A Bukit Timah Rail Guide & Photojournal
“I looked out of the train,
And I suddenly saw the empty station
As we hurtled through, with a hollow roar…”
-Harviston End, Peter Ling
The KTM railway in Singapore once made the news in 2011 when the government abruptly announced the decommissioning of the KTM railway. Hordes of people flocked to the various railway stations then – to catch the last few trains which served one of Singapore’s busiest routes. Perhaps to capture a moment of history and stand on the railway tracks for one last time before it went down as a chapter in Singapore’s history books.
The frenzy that ensued after reports of it closing down has since died down, with the place being thrust out of the public eye. Even though the railway track is no longer in use, it still exists as a sentimental reminder of Singapore’s railway history and heritage. And now, we’re going to explore this quaint old railway to see what’s become of it and its surroundings after the decommissioning of the Malayan Railway in Singapore.
About Bukit Timah Railway Station
Bukit Timah Railway Station was a railway station owned by Keretapi Tanah Melayu (KTM), the main railway operator in Malaysia. It opened on the now defunct Tank Road mainline in 1903 and was rebuilt on the current Singapore-Johor Bahru KTM Inter-city mainline in 1932. This was until the Jurong Line shut down and it was a crossing loop station in the late 1940s until closure. The station was a freight interchange for the currently inoperative Jurong Line from 1965 to the early 1990s.
On 1st July 2011, the line closed following a historic land-swap agreement between the Singapore and Malaysia governments which saw rail service between Woodlands and Tanjong Pagar cease. Most of the tracks were removed, but there are still a few places with tracks left for the interested explorers to visit. Once a crossing loop station and signalling control house, the Bukit Timah Railway Station (now known as Bukit Timah Railway Corridor) is now part of Singapore’s Nature Society and URA’s Rail Corridor project.
How To Get To Bukit Timah Railway Corridor
From Botanic Gardens MRT Station, walk towards Bus Stop @ Bukit Timah Road (B41021). Take buses 66, 151, 154, 170, 67, 171 and alight 12 stops later at Bukit Timah Road, King Albert Park (B42061). From the bus stop, you should be able to see the famous steel truss bridge stretching above Bukit Timah Road. Walk towards either end of the bridge and enter from there.

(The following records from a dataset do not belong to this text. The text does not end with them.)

Issue #2257, opened 2025-07-05
Image to profile association issue


victoitor:
### Is there an existing issue for this?

- [x] There is no existing issue for this bug

### Is this happening on an up to date version of Incus?

- [x] This is happening on a supported version of Incus

### Incus system details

Exploring Bukit Timah Rail Corridor
Before I went exploring, I was so worried that the unused railway station and tracks would be already torn down and removed, with only trees and grass left, but my worries were unfounded. As of 27 March 2014, The Bukit Timah Railway Station and truss bridge were still intact, with certain railway tracks left as they were before train services were discontinued. However, the railway station was fenced up, rendering me unable to enter and explore the premises. What a pity!
One of the stands where the driver and stationmaster exchanged the key token, which symbolised the authority to use the tracks.The Bukit Timah truss bridge is probably more well-known than its station counterpart, reason being that it stretches across Upper Bukit Timah Road, with countless passers-by and drivers passing by this discernible steel structure every day. Fortunately, this familiar sight is here to stay.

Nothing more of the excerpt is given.